Dill Relish vs. Sweet Relish
The two most common styles in American grocery stores use the same base vegetables but differ in their seasoning. Sweet relish leans heavily on sugar, producing the tangy-sweet flavor most people associate with the condiment. Dill relish replaces much of that sugar with dill weed and dill seed, along with garlic, and uses a more straightforward vinegar brine. The result tastes closer to a chopped dill pickle. Dill relish tends to be noticeably lower in sugar and calories per serving, making it a popular swap for people who find sweet relish too cloying.
Southern Chow-Chow
In the American South, the dominant relish style is chow-chow, which has a completely different vegetable profile. Instead of cucumbers, it’s built around green tomatoes and cabbage, mixed with bell peppers and onions. The green tomatoes give it a firmer, more tart character, and the cabbage adds bulk and a mild bite. Chow-chow is typically spooned over beans, greens, or cornbread rather than hot dogs, and recipes vary significantly from family to family. Some versions are sweet, others are vinegar-forward and spicy.
British Relishes
Across the Atlantic, “relish” means something quite different. Branston pickle, the UK’s most iconic relish, is a dark, chunky spread made from carrots, rutabaga, onions, and cauliflower in variable proportions, bound together with barley malt vinegar, sugar, tomato purée, and date paste. The dates and apple pulp give it a deep, almost fruity sweetness that’s nothing like American sweet relish. It’s a staple in cheese sandwiches and with cold meats.
Piccalilli is another British classic: a bright yellow relish of cauliflower, green beans, carrots, shallots, and cucumber pieces coated in a thick mustard sauce. The sauce gets its vivid color from turmeric and its warmth from mustard powder, ground ginger, and nutmeg, all simmered with apple cider vinegar and sugar. Flour thickens the sauce so it clings to the vegetable pieces rather than pooling at the bottom of the jar. Piccalilli improves with age, developing deeper flavor the longer it sits.
Making Relish at Home
Homemade relish is one of the simpler canning projects you can take on. The basic process involves chopping your vegetables finely (a food processor works, though hand-chopping gives you more control over texture), salting them for a few hours to pull out moisture, then simmering everything in your vinegar-sugar-spice mixture for 10 to 20 minutes. The short cook time softens the vegetables slightly while keeping some crunch intact.

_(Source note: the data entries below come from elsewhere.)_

PR #2335, opened 2025-02-06
#2334 Add new config option to link auto created node to selected binding node

### LINKED ISSUE #2334: New config option to allow auto creating a node linked to a selected binding node
ref planning 17075

Currently the auto node creation does not automatically link to a binding node. It will look for the next available node within the branch that has available output ports to link with. This new config option will allow the newly created node to be linked with a terminal node as an input.

caritaou:
closes #2334

 
           in the file; or

           it.

### DIFF
--- a/canvas_modules/common-canvas/src/object-model/api-pipeline.js
+++ b/canvas_modules/common-canvas/src/object-model/api-pipeline.js
@@ -1,5 +1,5 @@
 /*
- * Copyright 2017-2023 Elyra Authors
+ * Copyright 2017-2025 Elyra Authors
  *
  * Licensed under the Apache License, Version 2.0 (the "License");
  * you may not use this file except in compliance with the License.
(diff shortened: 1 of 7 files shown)


canvas_modules/common-canvas/src/object-model/api-pipeline.js
```diff
@@ -320,61 +320,72 @@ export default class APIPipeline {
...
+		}
+		return viableNode;
 	}
 
 	// Returns a newly created 'auto node' whose position is based on the
-	// source node (if one is provided) and the the other nodes on the canvas.
-	createAutoNode(data, sourceNode) {
+	// selected node (if one is provided) and the the other nodes on the canvas.
+	// If autoLinkToBindingNodes is true, then position the new node to the left of the selected node
+	createAutoNode(data, selectedNode, autoLinkToBindingNodes) {
```
tomlyn, line 370: This isn't the necessarily the selected node -- from the caller it is the 'nodeToLinkWith` so you could call it the same here.

canvas_modules/common-canvas/src/object-model/api-pipeline.js
```diff
@@ -320,61 +320,72 @@ export default class APIPipeline {
...
 		const initialMarginX = this.objectModel.getCanvasLayout().autoLayoutInitialMarginX;
 		const initialMarginY = this.objectModel.getCanvasLayout().autoLayoutInitialMarginY;
 		const horizontalSpacing = this.objectModel.getCanvasLayout().autoLayoutHorizontalSpacing;
 		const verticalSpacing = this.objectModel.getCanvasLayout().autoLayoutVerticalSpacing;
+		const isSelectedNodeBinding = selectedNode ? this.isExitBindingNode(selectedNode) : false;
```
tomlyn, line 375: I would do this test outside of this function (in the calling code) and from the calling code decide if I want the new node placed on the left or right of the  'nodeToLinkWith'. Then pass in a boolean to this method instead of `autoLinkToBindingNodes` which would indicate position is either to the left or right of 'nodeToLinkWith'.  That way you won't have to have `autoLinkToBindingNodes && isSelectedNodeBinding`  twice in the code below and this method becomes a simple utility that decides where to put the new node rather than understanding about exit binding nodes  and config values etc

canvas_modules/common-canvas/src/object-model/api-pipeline.js
```diff
@@ -320,61 +320,72 @@ export default class APIPipeline {
...
+	// Returns a node for auto completion or null if no node can be
+	// detected. The node is either:
 	// 1. The selected node, if only *one* node is currently selected or
 	// 2. The most recently added node, provided it has one or more output ports or
 	// 3. The most-recent-but-one added node, provided it has one or more output ports
-	getAutoSourceNode(autoLinkOnlyFromSelNodes) {
-		var sourceNode = null;
+	//    or if autoLinkToBindingNodes is true, then it may be a binding node
+	getAutoLinkedNode(autoLinkOnlyFromSelNodes, autoLinkToBindingNodes) {
+		var autoLinkedNode = null;
```
tomlyn, line 330: Instead if using `autoLinkedNode` why not use the name the caller calls it when it is returned which is `nodeToLinkWith`. That way, we are using the same name for the same concept.

tomlyn (changes requested):

canvas_modules/common-canvas/src/object-model/api-pipeline.js
caritaou: Good point, updated

caritaou:
This is no longer needed

Issue #2600, opened 2025-06-13
Sub-panel should act as a modal dialog (keyboard accessibility)


Jerinjk14:
ref: #4069

PR #2601, opened 2025-06-13
#2600 Sub-panel should act as a modal dialog (keyboard accessibility)…

Jerinjk14:
FIxes: #2600 
 
           in the file; or

           it.


matthoward366:
@nmgokhale can you review this?

canvas_modules/common-canvas/src/common-properties/components/wide-flyout/wide-flyout.jsx
```diff
@@ -66,6 +67,36 @@ export default class WideFlyout extends Component {
...
+			return;
+		}
+		const modal = document.querySelector(".properties-wf-content.show");
+		if (!modal) {
+			return;
+		}
+		// Always fetch focusables for latest DOM state.
+		this.focusables = Array.from(
+			modal.querySelectorAll(
+				"button, a[href], input, select, textarea, [tabindex]:not([tabindex='-1'])"
```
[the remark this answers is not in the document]
Jerinjk14: As per the requirement, need to trap the focus inside the modal, i.e tab/ shift+tab should works as expected inside the modal so we can query the current content as **const modal = document.querySelector(".properties-wf-content.show");**

Jerinjk14:
@matthoward366 , Yes we can either trap the focus using [focus-trap-react] or by our own trap method, I preferred handling ourselves instead of using the package as per your comment on the issue, If we need to use the focus-trap then we can go ahead with that, What's your suggestion about this?

Jerinjk14:
@nmgokhale Working as expected now, PFA

https://github.com/user-attachments/assets/46dccf52-36db-4dd8-ad64-6fedbc4e0fa8

nmgokhale:
@Jerinjk14 Thanks for fixing the issues I reported earlier. 

Earlier, the first element in modal used to come in focus only after I pressed `tab` key. Now after opening the modal, first element always shows focus even though I didn't press any `tab` key. @matthoward366 Is this behavior okay? 

https://github.com/user-attachments/assets/4c1a95cc-f19d-4ad6-872f-6a43eddd7252

matthoward366:
Usually you do want an element to have focus.  The hard part is figuring out which element that should be.  From what I can tell this seems fine.

canvas_modules/common-canvas/src/common-properties/components/wide-flyout/wide-flyout.jsx
```diff
@@ -24,23 +24,58 @@ import { Portal } from "react-portal";
...
+	componentDidUpdate(prevProps) {
+		// If modal is still open, and new item added.
+		const modal = this.modalRef.current;
+		if (!prevProps.show && this.props.show && modal) {
+			// If focus is outside modal, move it to first focusable
+			this.focusOnFirstFocusable();
+			return;
+		}
+		// Restore focus if lost due to modal content changes like typing or adding new fields
+		if (this.props.show && modal && document.activeElement === document.body) {
```
nmgokhale, line 53: When I close the modal after updating value, focus is no longer in the modal -

https://github.com/user-attachments/assets/c892126e-fdad-4f2f-b591-46060063638b

Jerinjk14: @nmgokhale This will fix:
- Focus will Trap Inside modal while mounting the modal, and focus will be on first element inside modal by default,
- If more than one wideflyout then the focus will be shifted to the second/outer modal and initial focus will be on first element- Tab will work as expected inside modal.
- Also while editing/modifying the existing value inside the table list focus wont be lost.
- Once save the edited. field focus will Trap inside, here initial focus wont be set, If you press Tab focus automatically trap inside modal on the first focusable element and if Shift+tab then focus will be on last element inside modal, and wont jumps out from modal.

nmgokhale (approved):

PR #2650, opened 2025-07-02
#2649 Table toolbar looks odd for Cancel Text - small flyout

### LINKED ISSUE #2649: Table toolbar looks odd for Cancel Text in Small flyout
Ref: 4099

Image

veenas1:
Fixes #2649
 
           in the file; or

           it.

### DIFF
--- a/canvas_modules/common-canvas/src/common-properties/components/table-toolbar/table-toolbar.scss
+++ b/canvas_modules/common-canvas/src/common-properties/components/table-toolbar/table-toolbar.scss
@@ -25,6 +25,10 @@
 		@include type-style("label-02");
 		padding: 0 $spacing-05;
 		color: $text-on-color;
+		&.small-flyout{
+			padding: 0 $spacing-03;
+			min-width: 0;
+		}
 	}
 
 	.properties-action-list {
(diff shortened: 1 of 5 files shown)


canvas_modules/common-canvas/src/common-properties/components/table-toolbar/table-toolbar.scss
```diff
@@ -25,6 +25,10 @@
 		@include type-style("label-02");
 		padding: 0 $spacing-05;
 		color: $text-on-color;
+		&.small-flyout{
+			padding: 0 $spacing-03;
```
caritaou, line 29: You can remove the `small-flyout` class and padding. Setting `min-width: 0` should be sufficient in all cases. The text should be aligned with the checkbox
table-toolbar

veenas1: But if we do not adjust the padding, the end of text(`items`) gets hidden.
Also, when we expand and narrow down the panel, the `props.smallFlyout` is not getting updated, only on clicking the checkbox, there is update and so the class reflects.

image

caritaou: This will also be an issue for other languages, so adding this small "fix" for English is not necessary IMO. I think this will be addressed once we moved to use the canvas toolbar here

veenas1: updated the PR to have only the min-width change.
 Remaining can be done as part of moving to canvas-toolbar.

caritaou (approved):

nmgokhale (approved):

Issue #2700, opened 2025-08-22
callbackIcon parameter needs to be fixed


BonbonLemon:
In common-properties.ts

export type ButtonIconHandler = (
  data: CustomButtonIconData | ActionButtonIconData,
  callbackIcon: (icon: ReactNode) => void
) => void;

callbackIcon is expecting a ReactNode, but it gives me an error when I try to pass <Launch />
However, when I pass in Launch (just the CarbonIconType), then it works.

My workaround for this (working with strict typing) is that I'm casting Launch as unknown and then as ReactNode 
callbackIcon(Launch as unknown as ReactNode).

Either needs to fix the typing expected, or change what callbackIcon is doing.

PR #2722, opened 2025-09-22
callbackIcon parameter needs to be fixed-fixing_component-type-to-jsx…

Jerinjk14:
Fixes : #2700 

 
           in the file; or

           it.

### DIFF
--- a/canvas_modules/common-canvas/src/common-canvas/canvas-controller.js
+++ b/canvas_modules/common-canvas/src/common-canvas/canvas-controller.js
@@ -1741,6 +1741,10 @@ export default class CanvasController {
 		this.objectModel.setRightFlyoutWidth(wd);
 	}
 
+	setRightFlyoutMinWidth(wd) {
+		this.objectModel.setRightFlyoutMinWidth(wd);
+	}
+
 	isRightFlyoutOpen() {
 		return this.objectModel.isRightFlyoutOpen();
 	}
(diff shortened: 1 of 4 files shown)


Jerinjk14:
@matthoward366 Carbon's renderIcon prop will expect a `component type ` instead of reactNode, if we also need to pass `Launch` instead of `<Launch />`, then we can change type like below
```
export type ButtonIconHandler = (
  data: CustomButtonIconData | ActionButtonIconData,
  callbackIcon: (icon: ReactNode | ComponentType<any> | null) => void
) => void;
```
Then we can use both component type(Launch) and JSX (Launch), let me know if we can stay with reactNode itself or need to implement component type as well

nmgokhale (approved):

canvas_modules/harness/src/client/App.js
```diff
@@ -1457,13 +1457,13 @@ class App extends React.Component {
 			const actionId = data.buttonId;
 			switch (actionId) {
 			case "iconButton":
-				iconComponenet = Launch;
+				iconComponenet = <Launch />;
 				break;
 			case "increment1":
-				iconComponenet = Add;
+				iconComponenet = <Add />;
```
nmgokhale, line 1463: @Jerinjk14 Can you remove `< />` from one of the icons to make sure both `Add` and `<Launch />` work okay?

Jerinjk14: Sure, changed `<Launch /> `to its component type `Launch`. working as expected

PR #3100, opened 2026-04-16
3099 Ensure NPM packages being used do not have vulnerabilities

### LINKED ISSUE #3099: Ensure NPM packages being used do not have vulnerabilities
Ref: 4349

tomlyn:
Fixes: #3099 
 
           in the file; or

           it.


tomlyn:
@matthoward366

 I ran the `npm audit fix --force` as suggested. There were a couple of issues:
 
1. There seems to be a circular problem in that it wants to install `grunt-jsonlint` v3.0.0 but after that is installed it finds that v3.0.0 has a dependency problem so it wants to install v2.1.5 instead but that then has a problem so it wants to go back to v3.0.0. I ended up just setting it to v2.1.5. Maybe there will be a fix in v3.0.0 but that package hasn't been published for 2 years so I'm not sure.
2. The `npm audit fix` wants to install `"stylelint": "17.8.0"` but after v15.0.0 there seems to have been a change in how the lint rules are handled which causes a lot of build errors. Bob suggested a way forward for that would be to use `Prettier` for formatting and `stylelint` for error checking - I'm not sure if that is the right way to go. Anyway, I ended up just setting `"stylelint"` to `v14.16.1` instead which is the last release before v15.0.0.

matthoward366 (approved):
This is fine.  In general build dependencies don't need to be updated.  Eventually we can look at moving away from grunt and updating the linting to the latest versions.  That should fix the majority of the issues.

PR #3201, opened 2026-06-30
#3197 Toolbar settings dropdown menu is cut off when canvas is zoomed in

### LINKED ISSUE #3197: Toolbar settings dropdown menu is cut off when canvas is zoomed in
Ref: 4380

nathayu:
… div

Fixes: #3197 

 
           in the file; or

           it.


michaelcheungkm:
LGTM reviewed the changes made again

tomlyn:
I think this needs more work. Here's a video showing what I noticed. Unzip and when you run it turn the sound on and volume up.

https://github.com/user-attachments/assets/b7817fc8-6514-431d-8ec7-7b770164641d

nathayu:
Fixed have been implemented
image

JesusGuerrero:
@tomlyn can you please review

canvas_modules/common-canvas/src/toolbar/toolbar-sub-utils.js
```diff
@@ -59,21 +117,42 @@ export function adjustSubAreaPosition(subAreaRef, containingDivId, expandDirecti
...
+
+		// If the cascade is itself taller than the available space, clamp and scroll.
+		const availableHeight = bounds.bottom - topPos;
+		if (menuHeight > availableHeight) {
+			setStyle(subAreaRef, "maxHeight", Math.max(availableHeight, 0) + "px");
+			setStyle(subAreaRef, "overflowY", "auto");
+		} else {
+			setStyle(subAreaRef, "maxHeight", "");
+			setStyle(subAreaRef, "overflowY", "");
 		}
```
tomlyn, line 143: Something in these changes seems to have messed up the horizontal positioning of the notification panel (see below).

Image

Here's what it looks like without this PR:

Image

 It should be being positioned relative to the button that opens it, which is the right most button in the toolbar. Typically a panel should open where its top left corner and the button's bottom left corner are adjacent.  However, in this case, that would partly obscure the panel because part of it would be outside the viewport. So, in this case, the positioning algorithm ensures the full panel is visible by moving it to the left far enough to make it fully visible inside the viewport.  This is the behavior we need to preserve.

Note: If you test with the "Sub Areas" test toolbar it is a little confusing because there are two notification panels available from that toolbar. One is displayed by clicking the right most toolbar icon (and is shown in the screen shots above). This is the current notification panel we ship with Common Canvas.

The other one appears when you click the 'Bell' icon and its contents are provided by the 'Carbon for IBM Products' [notification component](https://pages.github.ibm.com/carbon/ibm-products/components/notification-panel/usage/). This is just there as a proof of concept to show how an application development team could use that component in preference to the one provided by Common Canvas, if they want. 

Image

You can see that this also get pushed to the left by the positioning code if the Bell icon gets close to the right side of the viewport,  like this:

Image

canvas_modules/common-canvas/__tests__/toolbar/toolbar-sub-utils-test.js
```diff
@@ -0,0 +1,271 @@
+/*
+ * Copyright 2024 Elyra Authors
```
tomlyn: The copyright year number of newly created files should be the current year.

tomlyn (changes requested):

canvas_modules/common-canvas/src/toolbar/toolbar-sub-utils.js
```diff
@@ -83,15 +149,20 @@ export function generateSubAreaStyle(expandDirection, actionItemRect) {
 		return null;
 	}
 
+	// Cascade sub-areas use position:fixed so they are not clipped by a scrollable
+	// parent menu's overflow. Because they are fixed, the initial position is
+	// expressed in viewport coordinates (adjustSubAreaPosition refines it).
 	if (expandDirection === "vertical") {
 		return {
-			top: actionItemRect.height + 1,
+			position: "fixed",
```
tomlyn, line 157: Sorry I didn't notice this before but using `position: "fixed"` causes a minor issue. This setting ties the position of the object to the page's viewport which means that, if an application displays Common Canvas on a scrollable page and the cascaded sub-menu or sub-panel is open, if the user scrolls the page the sub-area (menu or panel) would remain fixed on the page as Common Canvas moves up or down. I know its an unlikely scenario but I'd rather not build that regression in to this fix if we can help it. 

I asked Bob about this and he said using `position: "fixed"` is probably the best approach so I asked him to add a scroll listener to detect when the page is being scrolled and close the cascaded sub-area when that happens. You can ask him to do the same or if not here is the file he generated for me. 

[toolbar-sub-menu-item.jsx.zip](https://github.com/user-attachments/files/29860176/toolbar-sub-menu-item.jsx.zip)

tomlyn (changes requested):

tomlyn (approved):
LGTM

PR #3215, opened 2026-07-08
#4376 Set row_selection to 'none' on Expression Builder Custom Value table

### LINKED ISSUE #3216: Set row_selection to 'none' on Expression Builder Custom Value table
ref: 4376

rbeshay1:
Fixes [#3216](https://github.com/elyra-ai/canvas/issues/3216)
 

           in the file; or

           it.


matthoward366:
Does this also allow adding values using keyboard navigation?

rbeshay1:
> Does this also allow adding values using keyboard navigation?

Yes, adding values via keyboard is still supported. Users can Tab to the + button in each row and press Enter to add a value or double click a row. The only thing removed is the ability to arrow key select a row, which was not functional here since selecting a value row had no effect without clicking add.

caritaou:
> The only thing removed is the ability to arrow key select a row, which was not functional here since selecting a value row had no effect without clicking add.

@rbeshay1 The table on the left requires row selection because that is what triggers the right table to render. The rows on the right table is dependent on what row is clicked from the left table

rbeshay1:
> > The only thing removed is the ability to arrow key select a row, which was not functional here since selecting a value row had no effect without clicking add.
> 
> @rbeshay1 The table on the left requires row selection because that is what triggers the right table to render. The rows on the right table is dependent on what row is clicked from the left table

@caritaou  I see. I was only referring to the right/values table there.

I agree the left fields table should continue using ROW_SELECTION.SINGLE, since selecting a field row is what populates/renders the values table on the right. My comment about removing row selection only applies to the right values table, where selecting a row by itself did not have any effect without clicking add.

caritaou (approved):
lgtm

PR #757, opened 2026-08-05
Configurable JWT authentication to ateapi

### LINKED ISSUE #733: Human JWT Auth: Human user of substrate can authenticate to ate-api-server with a JWT issued by an external IDP
We'll probably start with the Google IDP --- once this task is done, a human user should be able to authenticate to ate-api-server using the JWT printed by `gcloud auth print-identity-token`.

Follow up tasks will need to make JWT auth more configurable, following the example of [Kubernetes' pluggable JWT authentication](https://kubernetes.io/docs/reference/access-authn-authz/authentication/#using-authentication-configuration)

EItanya:
## Summary

  Fixes #733 by adding configurable JWT authentication to ateapi.

  - Supports multiple OIDC/JWT providers through a YAML configuration file.
  - Validates issuer, audience, signature, and token lifetime.
  - Supports custom CAs and authenticated OIDC discovery for Kubernetes
    ServiceAccount JWTs.

  - Restricts MintJWT to the configured actor-identity provider.
  - Replaces the existing --client-jwt-* flags.

  RBAC remains follow-up work.

  ## Testing

  - go test ./...
  - Kubernetes ServiceAccount JWT E2E
  - Real Google-issued JWT E2E
  - golangci-lint and repository verification checks


SHRUTI6991:
I overall really like the idea of your PR and it honestly supersedes mine: https://github.com/agent-substrate/substrate/pull/759 which is a much simpler version and focusses only on Human based authentication + K8 (only OIDC).

Some comments:

1. In terms of developer experience, it is much easier for developers to run `kubectl-ate --token $(gcloud auth print-identity-token)` instead of taking a config file. Can you refactor this?

2. Before routing to the correct provider, may be validate the JWT claims. 

3. Not related to the current PR. What's your thought on making a chain of authenticators? For standard OIDC JWTs, matching directly on the iss claim works great. If Substrate expands to support non-OIDC tokens (like static API keys or tokens without an iss claim), wrapping authenticators in an Authenticator chain interface might be a nice extensibility pattern down the road. 

cc: @ahmedtd

EItanya:
> I overall really like the idea of your PR and it honestly supersedes mine: #759 which is a much simpler version and focusses only on Human based authentication + K8 (only OIDC).

Okie dokie, I'll post this a ready for review.

> In terms of developer experience, it is much easier for developers to run kubectl-ate --token $(gcloud auth print-identity-token) instead of taking a config file. Can you refactor this?

This can leak tokens into the shell so isn't a great idea, what about stdin or something like that?

> Before routing to the correct provider, may be validate the JWT claims.

👍 

> Not related  to the current PR. What's your thought on making a chain of authenticators? For standard OIDC JWTs, matching directly on the iss claim works great. If Substrate expands to support non-OIDC tokens (like static API keys or tokens without an iss claim), wrapping authenticators in an Authenticator chain interface might be a nice extensibility pattern down the road.

Absolutely. Do you think we should do that in a follow-up?

SHRUTI6991:
@EItanya yes, STDIN sounds good to me.

> Absolutely. Do you think we should do that in a follow-up?

I would consider this a P2 since we aren't currently working towards having any other authentication mechanisms except the JWT for now. Let me know @ahmedtd  if you think otherwise.

cmd/ateapi/internal/oidcjwt/oidcjwt.go
thompsonmax, line 110: [nit] Is it worthwhile to logically separate out the k8s-specific claims by placing them in a separate, inner struct, or just indicating their group with a comment?

cmd/ateapi/internal/oidcjwt/oidcjwt.go
```diff
@@ -260,6 +282,53 @@ func Verify(ctx context.Context, httpClient *http.Client, jwt string, expectedIs
...
+	if key != nil && now.Sub(v.lastRefresh) < jwksRefreshInterval {
+		return key.PublicKey, nil
+	}
+	if key == nil && len(v.keys) > 0 && !v.lastUnknownKeyRefresh.IsZero() && now.Sub(v.lastUnknownKeyRefresh) < unknownKeyRefreshInterval {
+		return nil, fmt.Errorf("unknown key ID %q", keyID)
+	}
+	if key == nil && len(v.keys) > 0 {
+		v.lastUnknownKeyRefresh = now
+	}
+	keys, err := discoverKeysForIssuer(ctx, v.httpClient, v.issuer)
```
thompsonmax, line 311: Once jwksRefreshInterval elapses, a token whose key may already be in the cache only verifies if this refresh succeeds. So a transient issuer outage 5+ minutes after the last refresh fails all JWT auth, even for keys we already hold.

I believe k8s' OIDC authenticator serves stale keys when refresh fails, should we do the same here?

cmd/ateapi/internal/oidcjwt/oidcjwt.go
```diff
@@ -260,6 +282,53 @@ func Verify(ctx context.Context, httpClient *http.Client, jwt string, expectedIs
...
+	v.mu.RLock()
+	key := findKey(v.keys, keyID)
+	hasKeys := len(v.keys) > 0
+	lastRefresh := v.lastRefresh
+	lastUnknownKeyRefresh := v.lastUnknownKeyRefresh
+	v.mu.RUnlock()
+	if key != nil && now.Sub(lastRefresh) < jwksRefreshInterval {
+		return key.PublicKey, nil
+	}
+	if key == nil && hasKeys && !lastUnknownKeyRefresh.IsZero() && now.Sub(lastUnknownKeyRefresh) < unknownKeyRefreshInterval {
```
thompsonmax: Since we check `hasKeys` here, I believe this check does not guard against the case where the initial set of keys has not yet been fetched (possibly delayed due to an issuer outage), so each token validation would trigger a request to fetch keys unthrottled until the first set of keys is successfully fetched.

Should we implement a similar throttling mechanism to prevent unthrottled fetches before the initial set of keys is fetched?

internal/ateapiauth/server.go
```diff
@@ -143,22 +155,54 @@ func mtlsPeerIdentity(ctx context.Context) (string, bool) {
...
-	id, err := a.verifyBearerToken(ctx, bearer)
+	issuer, err := unverifiedIssuer(bearer)
 	if err != nil {
-		return nil, status.Errorf(codes.Unauthenticated, "invalid bearer token: %v", err)
+		return nil, status.Error(codes.Unauthenticated, "invalid bearer token")
+	}
+	for _, provider := range a.providers {
+		if provider.Issuer != issuer {
+			continue
+		}
```
thompsonmax, line 178: [nit] Is it worth providing a log if no issuers match to make it easier to debug that case?

cmd/ateapi/internal/oidcjwt/oidcjwt.go
```diff
@@ -125,7 +148,12 @@ var (
 //
 // httpClient is used for OIDC discovery and JWKS fetches; nil uses a default
 // client with a whole-request timeout.
-func Verify(ctx context.Context, httpClient *http.Client, jwt string, expectedIssuer, expectedAudience string, now time.Time) (*KubernetesClaims, error) {
+func Verify(ctx context.Context, httpClient *http.Client, jwt string, expectedIssuer, expectedAudience string, now time.Time) (*Claims, error) {
+	return NewVerifier(expectedIssuer, []string{expectedAudience}, httpClient).Verify(ctx, jwt, now)
+}
```
thompsonmax: IIUC this is dead code now, since we call `verifier.Verify` in `cmd/ateapi/main.go`. Should we remove?

internal/ateapiauth/server.go
```diff
@@ -35,19 +37,29 @@ import (
 )
 
 func ValidateServerConfig(cfg ServerConfig) error {
-	if cfg.VerifyBearerToken == nil {
-		return fmt.Errorf("a bearer token verifier is required")
+	if len(cfg.JWTProviders) == 0 {
+		return fmt.Errorf("at least one JWT provider is required")
+	}
+	for i, provider := range cfg.JWTProviders {
+		if provider.Name == "" || provider.Issuer == "" || provider.Verify == nil {
```
thompsonmax, line 45: Should we also validate uniqueness of Issuer in the list of JWTProviders?

SHRUTI6991:
Hi @EItanya, are you working on this PR?

EItanya:
> Hi Eitan Yarmush (@EItanya), are you working on this PR?

Yup! I was focused on #708, but that’s in so I’ll go full steam on this now.

The GitHub CI situation yesterday really messed me up

cmd/ateapi/internal/oidcjwt/oidcjwt.go
EItanya: Removed the unused package-level helper and updated tests to use the cached verifier.

internal/ateapiauth/server.go
EItanya: Added a debug-level unmatched-issuer log to avoid unauthenticated warning spam.

cmd/ateapi/internal/oidcjwt/oidcjwt.go
EItanya: Failed initial fetches are now rate-limited as well.

EItanya:
Addressed in the latest push: --token-file=- now reads one token from stdin. The unverified issuer only selects a configured verifier and grants no authority; signature, issuer, audience, subject, and time validation happen immediately afterward, since cryptographic validation requires first selecting the issuer keys. Agreed that authenticator chaining should remain a P2 follow-up when we add a non-JWT mechanism.

cmd/ateapi/internal/oidcjwt/oidcjwt.go
thompsonmax, line 577: [nit] not related your change, but in general I believe RSA allows exponents larger than 64 bits (although it's uncommon in practice). I think it's worth fixing here or opening an issue to track.

internal/ateapiauth/server.go
```diff
@@ -143,22 +160,55 @@ func mtlsPeerIdentity(ctx context.Context) (string, bool) {
...
+	if err != nil {
+		return nil, status.Error(codes.Unauthenticated, "invalid bearer token")
+	}
+	for _, provider := range a.providers {
+		if provider.Issuer != issuer {
+			continue
+		}
+		id, err := provider.Verify(ctx, bearer)
+		if err != nil {
+			return nil, status.Errorf(codes.Unauthenticated, "invalid bearer token: %v", err)
```
thompsonmax: [nit] We should probably avoid leaking error details to unauthenticated clients

cmd/ateapi/internal/oidcjwt/oidcjwt.go
thompsonmax: [nit] IIUC we're caching the keys now, update this comment?

cmd/ateapi/internal/oidcjwt/http.go
```diff
@@ -0,0 +1,103 @@
...
+	"net/url"
+	"os"
+	"strings"
+	"time"
+)
+
+// NewHTTPClient returns a client for OIDC discovery and JWKS requests.
+func NewHTTPClient(issuer, certificateAuthorityFile, discoveryTokenFile string) (*http.Client, error) {
+	transport := http.DefaultTransport.(*http.Transport).Clone()
+	if certificateAuthorityFile != "" {
```
thompsonmax, line 34: Should we require certificateAuthorityFile is always set whenever discoveryTokenFile is set? isKubernetesJWKSURL matches on path alone, so if a configured issuer's discovery document names a jwks_uri on a different host (or redirects there), we'll attach ateapi's KSA token to it as long as the path is /openid/v1/jwks. A compromised issuer could mean leakage of the ateapi's KSA JWT.

cmd/ateapi/internal/oidcjwt/oidcjwt.go
EItanya: Updated in e0b9239f, along with a quick audit of the other source comments changed by this PR.

cmd/ateapi/internal/oidcjwt/http.go
EItanya: Addressed in e0b9239f: configuring a discovery token now requires a certificate authority file, with a regression test covering the guard.

cmd/ateapi/internal/oidcjwt/oidcjwt.go
EItanya: Addressed in e0b9239f: oversized RSA exponents are now rejected instead of being silently truncated to Go's int representation.

internal/ateapiauth/server.go
EItanya: Addressed in e0b9239f: clients now receive a generic invalid bearer token error; verifier details are logged at debug level server-side.

thompsonmax:
/lgtm

Thanks for addressing all comments!

LiorLieberman:
Thanks @EItanya @SHRUTI6991 and @thompsonmax !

The ratio of sugar to vinegar is the main lever you have over flavor. A three-to-two ratio of sugar to vinegar produces a distinctly sweet relish. Pulling that back toward equal parts creates something more balanced, closer to a bread-and-butter pickle flavor. You can also experiment with the vegetable base itself: swapping in jalapeños for bell peppers, adding corn kernels for a summer relish, or using zucchini when your garden is overproducing. As long as you maintain a safe acidity level with enough vinegar, the vegetable mix is flexible.
For shelf-stable canning, the high sugar and vinegar content of most relish recipes creates an environment hostile to bacterial growth, which is why relish is considered a safe beginner canning project. Refrigerator relish, which skips the water-bath processing step, keeps well for several weeks in the fridge and retains a crisper texture since it’s never been heat-processed.